Activity:
Copy, from the entries below, each line in which the string "think" appears.

Records supplied:
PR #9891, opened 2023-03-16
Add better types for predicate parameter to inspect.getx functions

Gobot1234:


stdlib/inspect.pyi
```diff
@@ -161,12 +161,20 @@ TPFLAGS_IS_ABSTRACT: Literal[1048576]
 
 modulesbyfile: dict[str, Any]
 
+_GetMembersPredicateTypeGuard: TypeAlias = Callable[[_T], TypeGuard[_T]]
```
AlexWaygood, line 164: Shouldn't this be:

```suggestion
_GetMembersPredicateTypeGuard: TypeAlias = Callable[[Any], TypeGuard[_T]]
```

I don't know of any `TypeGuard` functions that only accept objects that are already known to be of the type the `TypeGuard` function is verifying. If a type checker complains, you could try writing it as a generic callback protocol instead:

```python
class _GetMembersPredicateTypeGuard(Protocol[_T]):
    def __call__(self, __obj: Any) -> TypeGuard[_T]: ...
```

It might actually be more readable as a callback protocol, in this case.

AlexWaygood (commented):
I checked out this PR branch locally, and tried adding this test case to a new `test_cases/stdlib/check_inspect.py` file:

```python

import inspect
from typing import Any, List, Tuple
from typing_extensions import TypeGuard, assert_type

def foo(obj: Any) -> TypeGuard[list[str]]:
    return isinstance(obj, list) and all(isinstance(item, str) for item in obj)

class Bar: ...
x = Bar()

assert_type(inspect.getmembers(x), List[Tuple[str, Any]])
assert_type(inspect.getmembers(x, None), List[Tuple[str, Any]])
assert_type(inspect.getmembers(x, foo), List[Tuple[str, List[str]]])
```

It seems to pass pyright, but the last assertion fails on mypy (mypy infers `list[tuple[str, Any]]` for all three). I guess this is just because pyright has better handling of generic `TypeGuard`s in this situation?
...
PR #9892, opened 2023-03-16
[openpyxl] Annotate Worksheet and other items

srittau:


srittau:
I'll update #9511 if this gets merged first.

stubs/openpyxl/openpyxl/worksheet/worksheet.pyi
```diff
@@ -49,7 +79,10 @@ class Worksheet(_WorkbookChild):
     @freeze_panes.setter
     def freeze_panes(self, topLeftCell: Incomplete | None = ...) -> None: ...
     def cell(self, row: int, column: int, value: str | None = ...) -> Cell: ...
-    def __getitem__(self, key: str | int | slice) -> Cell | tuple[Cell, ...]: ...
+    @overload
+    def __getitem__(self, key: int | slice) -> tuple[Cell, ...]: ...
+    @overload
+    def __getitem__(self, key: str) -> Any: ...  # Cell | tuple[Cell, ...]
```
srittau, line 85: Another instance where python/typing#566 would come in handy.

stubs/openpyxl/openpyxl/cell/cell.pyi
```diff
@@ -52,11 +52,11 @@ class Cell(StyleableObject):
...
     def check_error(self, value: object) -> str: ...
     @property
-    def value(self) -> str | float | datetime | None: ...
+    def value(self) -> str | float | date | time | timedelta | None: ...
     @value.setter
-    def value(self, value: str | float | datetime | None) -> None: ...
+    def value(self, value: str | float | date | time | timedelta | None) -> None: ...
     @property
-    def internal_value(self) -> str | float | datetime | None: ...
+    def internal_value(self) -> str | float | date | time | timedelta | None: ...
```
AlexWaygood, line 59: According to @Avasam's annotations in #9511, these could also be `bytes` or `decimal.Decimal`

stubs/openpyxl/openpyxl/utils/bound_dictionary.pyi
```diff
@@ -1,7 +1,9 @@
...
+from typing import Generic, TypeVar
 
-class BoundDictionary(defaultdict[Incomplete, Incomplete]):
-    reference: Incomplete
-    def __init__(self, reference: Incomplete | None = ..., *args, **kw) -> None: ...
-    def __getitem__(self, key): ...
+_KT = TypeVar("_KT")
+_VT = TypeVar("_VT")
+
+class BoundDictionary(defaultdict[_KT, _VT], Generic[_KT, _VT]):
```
==
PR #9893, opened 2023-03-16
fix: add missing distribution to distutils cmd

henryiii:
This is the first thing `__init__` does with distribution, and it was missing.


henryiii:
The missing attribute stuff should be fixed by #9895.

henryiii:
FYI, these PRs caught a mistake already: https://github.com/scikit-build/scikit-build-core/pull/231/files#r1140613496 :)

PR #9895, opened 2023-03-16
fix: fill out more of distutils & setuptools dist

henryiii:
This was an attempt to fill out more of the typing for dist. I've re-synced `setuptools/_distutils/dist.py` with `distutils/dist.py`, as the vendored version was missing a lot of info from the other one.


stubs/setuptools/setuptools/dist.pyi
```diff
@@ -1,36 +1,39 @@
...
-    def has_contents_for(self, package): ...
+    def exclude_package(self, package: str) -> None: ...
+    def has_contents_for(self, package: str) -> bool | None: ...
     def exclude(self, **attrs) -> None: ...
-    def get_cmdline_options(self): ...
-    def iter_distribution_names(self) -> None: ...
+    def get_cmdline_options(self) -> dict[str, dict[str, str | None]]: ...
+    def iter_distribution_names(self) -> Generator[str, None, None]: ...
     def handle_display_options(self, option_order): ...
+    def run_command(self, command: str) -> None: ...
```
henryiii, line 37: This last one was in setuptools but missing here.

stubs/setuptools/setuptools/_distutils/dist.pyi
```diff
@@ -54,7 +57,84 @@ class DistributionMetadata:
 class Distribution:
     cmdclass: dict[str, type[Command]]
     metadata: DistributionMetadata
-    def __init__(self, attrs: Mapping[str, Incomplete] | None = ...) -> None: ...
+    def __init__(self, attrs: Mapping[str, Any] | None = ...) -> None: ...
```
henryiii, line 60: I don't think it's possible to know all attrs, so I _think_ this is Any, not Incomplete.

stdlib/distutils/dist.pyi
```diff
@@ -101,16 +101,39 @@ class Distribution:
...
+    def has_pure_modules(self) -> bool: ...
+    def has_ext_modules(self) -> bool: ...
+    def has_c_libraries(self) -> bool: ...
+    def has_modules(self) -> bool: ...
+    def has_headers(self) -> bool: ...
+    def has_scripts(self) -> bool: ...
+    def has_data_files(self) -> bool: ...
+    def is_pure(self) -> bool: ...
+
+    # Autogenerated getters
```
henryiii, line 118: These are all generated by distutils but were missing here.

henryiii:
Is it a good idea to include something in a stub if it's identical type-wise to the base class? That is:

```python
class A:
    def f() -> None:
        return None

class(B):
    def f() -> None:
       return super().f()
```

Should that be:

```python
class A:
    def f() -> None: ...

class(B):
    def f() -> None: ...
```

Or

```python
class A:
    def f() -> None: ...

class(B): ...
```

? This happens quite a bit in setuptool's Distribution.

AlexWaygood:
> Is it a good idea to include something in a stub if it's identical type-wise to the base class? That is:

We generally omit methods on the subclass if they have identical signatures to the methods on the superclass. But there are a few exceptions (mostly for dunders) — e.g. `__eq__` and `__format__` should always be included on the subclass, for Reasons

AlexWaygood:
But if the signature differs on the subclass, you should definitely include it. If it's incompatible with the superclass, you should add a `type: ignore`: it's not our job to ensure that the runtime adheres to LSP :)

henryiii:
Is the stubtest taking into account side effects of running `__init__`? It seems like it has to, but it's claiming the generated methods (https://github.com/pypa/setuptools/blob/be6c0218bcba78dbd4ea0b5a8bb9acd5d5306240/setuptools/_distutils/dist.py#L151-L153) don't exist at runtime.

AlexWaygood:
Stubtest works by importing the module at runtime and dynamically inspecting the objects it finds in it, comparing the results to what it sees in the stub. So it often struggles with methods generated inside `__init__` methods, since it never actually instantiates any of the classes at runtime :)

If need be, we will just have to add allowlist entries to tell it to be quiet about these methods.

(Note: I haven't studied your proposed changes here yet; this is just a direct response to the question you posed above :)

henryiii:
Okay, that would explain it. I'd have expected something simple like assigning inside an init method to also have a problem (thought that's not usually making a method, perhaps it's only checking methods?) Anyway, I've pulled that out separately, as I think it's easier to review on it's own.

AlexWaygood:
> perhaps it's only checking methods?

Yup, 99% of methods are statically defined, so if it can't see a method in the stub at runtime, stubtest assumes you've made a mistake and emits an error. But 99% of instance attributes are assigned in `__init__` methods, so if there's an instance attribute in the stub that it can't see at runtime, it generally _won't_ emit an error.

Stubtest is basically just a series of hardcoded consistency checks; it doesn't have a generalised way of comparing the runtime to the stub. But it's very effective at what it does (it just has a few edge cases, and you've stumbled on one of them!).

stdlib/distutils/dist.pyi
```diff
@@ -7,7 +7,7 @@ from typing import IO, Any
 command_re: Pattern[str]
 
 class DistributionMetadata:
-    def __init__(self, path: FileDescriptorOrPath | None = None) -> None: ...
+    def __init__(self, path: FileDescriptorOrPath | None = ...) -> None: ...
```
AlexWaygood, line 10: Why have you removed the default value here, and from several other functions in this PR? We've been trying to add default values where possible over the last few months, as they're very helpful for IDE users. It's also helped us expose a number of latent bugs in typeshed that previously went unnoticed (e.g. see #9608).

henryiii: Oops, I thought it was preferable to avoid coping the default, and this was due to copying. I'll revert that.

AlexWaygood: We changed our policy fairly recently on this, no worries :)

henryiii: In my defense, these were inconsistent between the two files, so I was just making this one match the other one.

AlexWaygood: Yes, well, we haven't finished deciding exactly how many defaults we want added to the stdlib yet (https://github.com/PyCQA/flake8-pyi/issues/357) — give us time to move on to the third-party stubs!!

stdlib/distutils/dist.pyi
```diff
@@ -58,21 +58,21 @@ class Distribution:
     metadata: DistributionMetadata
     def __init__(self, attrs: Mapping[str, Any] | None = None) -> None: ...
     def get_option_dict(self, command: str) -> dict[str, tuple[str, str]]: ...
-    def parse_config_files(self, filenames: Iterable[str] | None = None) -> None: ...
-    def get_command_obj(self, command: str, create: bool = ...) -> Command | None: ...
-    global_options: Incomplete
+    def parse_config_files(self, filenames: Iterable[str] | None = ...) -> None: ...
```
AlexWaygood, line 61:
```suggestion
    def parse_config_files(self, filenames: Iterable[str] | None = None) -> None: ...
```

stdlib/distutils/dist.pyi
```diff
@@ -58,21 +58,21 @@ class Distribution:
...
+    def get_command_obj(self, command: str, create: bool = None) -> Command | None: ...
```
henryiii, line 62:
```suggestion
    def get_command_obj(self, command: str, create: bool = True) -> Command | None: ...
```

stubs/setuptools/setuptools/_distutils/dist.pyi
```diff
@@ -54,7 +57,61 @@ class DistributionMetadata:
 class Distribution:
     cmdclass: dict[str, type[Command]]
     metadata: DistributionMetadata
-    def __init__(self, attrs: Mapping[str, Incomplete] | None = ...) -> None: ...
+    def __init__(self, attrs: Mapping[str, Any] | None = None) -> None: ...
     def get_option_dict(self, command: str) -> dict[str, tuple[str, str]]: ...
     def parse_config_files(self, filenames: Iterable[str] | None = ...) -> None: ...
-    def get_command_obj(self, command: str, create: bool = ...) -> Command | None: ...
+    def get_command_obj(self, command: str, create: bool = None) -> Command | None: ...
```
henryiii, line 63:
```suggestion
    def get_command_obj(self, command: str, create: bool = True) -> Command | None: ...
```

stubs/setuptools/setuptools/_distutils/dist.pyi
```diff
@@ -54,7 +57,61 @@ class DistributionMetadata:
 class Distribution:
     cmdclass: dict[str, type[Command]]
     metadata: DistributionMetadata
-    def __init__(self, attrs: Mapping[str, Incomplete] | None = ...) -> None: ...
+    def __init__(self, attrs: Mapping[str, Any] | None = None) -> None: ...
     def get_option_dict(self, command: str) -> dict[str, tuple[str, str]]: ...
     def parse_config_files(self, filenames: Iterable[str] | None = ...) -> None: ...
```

Task result:
henryiii, line 60: I don't think it's possible to know all attrs, so I _think_ this is Any, not Incomplete.
Okay, that would explain it. I'd have expected something simple like assigning inside an init method to also have a problem (thought that's not usually making a method, perhaps it's only checking methods?) Anyway, I've pulled that out separately, as I think it's easier to review on it's own.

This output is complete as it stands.